The implementation of this method requires the estimation of the between-study variance ${\sigma }_{\eta }^2$, for which several approaches were proposed by Neuenschwander et al.⁵ We estimate ${\sigma }_{\eta }^2$ in a fully Bayesian way, which yields the following posterior:

$$\begin{array}{c}{p}_{\mathit{MAP}}({\theta }_I,{\mu }_{\theta },{\eta }_1,\dots ,{\eta }_K,{\eta }_{K+1},{\sigma }_{\eta }^2|D,H)\propto N({\eta }_{K+1}|0,{\sigma }_{\eta }^2)\\ \times L({\theta }_I,{\mu }_{\theta }+{\eta }_{K+1}|D)(\underset{k=1}{\overset{K}{\Pi }}N({\eta }_k|0,{\sigma }_{\eta }^2)L({\mu }_{\theta }+{\eta }_k|H_k))\pi ({\theta }_I)\pi ({\mu }_{\theta })\pi ({\sigma }_{\eta }^2)\end{array}$$ (7)

Because the posterior results may be sensitive to $\pi ({\sigma }_{\eta }^2)$, a sensitivity analysis is recommended, especially if the number of historical trials is low.

Schmidli et al.⁶ proposed a ‘robustification’ of the MAP approach to account for the possibility that the historical data and the current data are in conflict.
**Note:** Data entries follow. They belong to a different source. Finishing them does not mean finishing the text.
PR #4648, opened 2024-05-27
ci: Remove coveralls

BAStos525:
## Description
1. Remove `coveralls` tool for coverage since it's useless while having it in the workflow trigger type (btw, it's possible to fix it). However, coverage is uploading in Sonarqube now.
2. Modify concurrency.

### Benefits

Remove `coveralls` that doesn't work.
Reduce the possible amount of parallel runs of `I2::Dev::CodeQuality` workflow.

### Checklist

### DIFF
--- a/.github/workflows/iroha2-dev-code-quality.yml
+++ b/.github/workflows/iroha2-dev-code-quality.yml
@@ -3,75 +3,120 @@ name: I2::Dev::CodeQuality
 on:
   workflow_run:
     workflows: ["I2::Dev::Tests", "I2::Dev::Static"]
-    types: [in_progress]
+    types: [completed]
 
 concurrency:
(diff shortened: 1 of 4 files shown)


.github/workflows/iroha2-dev-code-quality.yml
```diff
@@ -3,10 +3,10 @@ name: I2::Dev::CodeQuality
 on:
   workflow_run:
     workflows: ["I2::Dev::Tests", "I2::Dev::Static"]
-    types: [requested]
+    types: [in_progress]
```
BAStos525, line 6: May be it's possible even to set  `types: completed` to reduce parallels runs stronger? Btw, I think we want to start clippy and coverage jobs without waiting for finishing all other tests successfully.

PR #4650, opened 2024-05-27
fix(crypto): do not panic if the passed Ed25519Sha512 public key is of invalid length

### LINKED ISSUE #4649: `iroha_crypto` panic
when I try to decode `04000001aeeba99f825cf8e4e6d7270b30fd927aa4c5b030df2ff891f28c2cc5b6d5d7990000
` hex string with `parity_scale_decoder` I get a panic like this:

```
thread 'main' panicked at crypto/src/signature/ed25519.rs:31:31:
range end index 32 out of range for slice of length 0
note: run with `RUST_BACKTRACE=1` environment variable to display a backtrace
```

This happens on `v2.0.0-pre-rc.21.3` branch so it may not be a problem anymore

DCNick3:
## Description

Change the conversion of unsized slice to array reference to be infallible and form a better error message.

This prevents a panic during `parity_scale_cli`'s type probing

### Linked issue

Closes #4649 

### Checklist

- [ ] make CI pass

### DIFF
--- a/crypto/src/signature/ed25519.rs
+++ b/crypto/src/signature/ed25519.rs
@@ -13,7 +13,10 @@ pub type PrivateKey = ed25519_dalek::SigningKey;
 #[cfg(not(feature = "std"))]
 use alloc::{format, string::ToString as _, vec::Vec};
 
-fn parse_fixed_size<T, E, F, const SIZE: usize>(payload: &[u8], f: F) -> Result<T, ParseError>
+fn parse_fixed_size<T, E, F, const SIZE: usize>(
+    payload: &[u8],
+    fixed_parser: F,
+) -> Result<T, ParseError>
 where
     F: FnOnce(&[u8; SIZE]) -> Result<T, E>,
     E: core::fmt::Display,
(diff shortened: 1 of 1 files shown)


crypto/src/signature/ed25519.rs
```diff
@@ -11,7 +11,23 @@ pub type PublicKey = ed25519_dalek::VerifyingKey;
 pub type PrivateKey = ed25519_dalek::SigningKey;
 
 #[cfg(not(feature = "std"))]
-use alloc::{string::ToString as _, vec::Vec};
+use alloc::{format, string::ToString as _, vec::Vec};
+
+fn parse_fixed_size<T, E, F, const SIZE: usize>(payload: &[u8], f: F) -> Result<T, ParseError>
```
VAmuzing, line 16: We have both `f`'s and custom names for `Fn...` in the code. Do you think we should name it `f` here or maybe use some custom name?
Besides that everything looks good.

VAmuzing (dismissed):

crypto/src/signature/ed25519.rs
DCNick3: Yeah, naming things is good. Renamed to `fixed_parser` (because it parses a fixed-size array)

VAmuzing (approved):

mversic (approved):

In this robust MAP approach, the hierarchical model of the MAP approach is first estimated using only the historical data, yielding the posterior

$$\begin{array}{c}{\pi }_{\mathit{MAP}}({\theta }_I,{\mu }_{\theta },{\eta }_1,\dots ,{\eta }_K,{\sigma }_{\eta }^2|H)\propto (\underset{k=1}{\overset{K}{\Pi }}N({\eta }_k|0,{\sigma }_{\eta }^2)L({\mu }_{\theta }+{\eta }_k|H_k))\pi ({\theta }_I)\pi ({\mu }_{\theta })\pi ({\sigma }_{\eta }^2)\end{array}$$ (8)

Applying this posterior as prior distribution for an analysis of the current trial yields the same posterior for the MAP approach as in equation (7), see the proof given by Schmidli et al.
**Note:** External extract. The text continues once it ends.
PR #4666, opened 2024-05-30
fix: avoid early drop of `ConfigReader` in `iroha_client`

### LINKED ISSUE #4623: forgot to call `ConfigReader::finish()`, didn't you?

In the robust MAP approach, a robust (i.e. less informative) component is added to the prior for the analysis of the current data according to

$${\pi }_{\mathit{robustMAP}}=(1-w_r){\pi }_{\mathit{MAP}}+w_r{\pi }_{\mathit{robust}}$$ (9)

where w_r denotes the size of the robust component, π_robust is a vague prior for the model parameters and the model parameters have been omitted for brevity. The vague prior of the robust component serves to account for data in which the difference between historical and current data exceeds the heterogeneity among the historical trials. To implement this method, it is typically necessary to approximate π_MAP with a parametric distribution, so that it can be used in the prior for the analysis of the current data.

3.4 Commensurate prior and method of Murray et al.

The commensurate prior model was developed by Hobbs et al.^7,23 In this model, the distribution of the parameters for the current trial is centred on the corresponding parameters for the historical data, so that the prior is given by

$${\pi }_{\mathit{CP}}({\theta }_I,{\theta }_{C_D}|{\theta }_{C_H},{\sigma }_{\theta }^2,H)\propto N({\theta }_{C_D}|{\theta }_{C_H},{\sigma }_{\theta }^2)L({\theta }_{C_H}|H)\pi ({\theta }_I)\pi ({\theta }_{C_D})$$

where ${\sigma }_{\theta }^2$ parameterizes the variance of ${\theta }_{C_D}$ given ${\theta }_{C_H}$ and thus specifies the amount of between-trial heterogeneity. The commensurate prior model accounts for between-trial heterogeneity in a single parameter.

Hobbs et al.⁷ described several ways to estimate the heterogeneity between historical and current data in the commensurate prior, including a fully Bayesian approach, which yields the following posterior:

$$p_{\mathit{CP}}({\theta }_I,{\theta }_{C_D},{\theta }_{C_H}|{\sigma }_{\theta }^2,D,H)\propto N({\theta }_{C_D}|{\theta }_{C_H},{\sigma }_{\theta }^2)L({\theta }_I,{\theta }_{C_D}|D)L({\theta }_{C_H}|H)\pi ({\theta }_I)\pi ({\theta }_{C_H})\pi ({\sigma }_{\theta }^2)$$ (10)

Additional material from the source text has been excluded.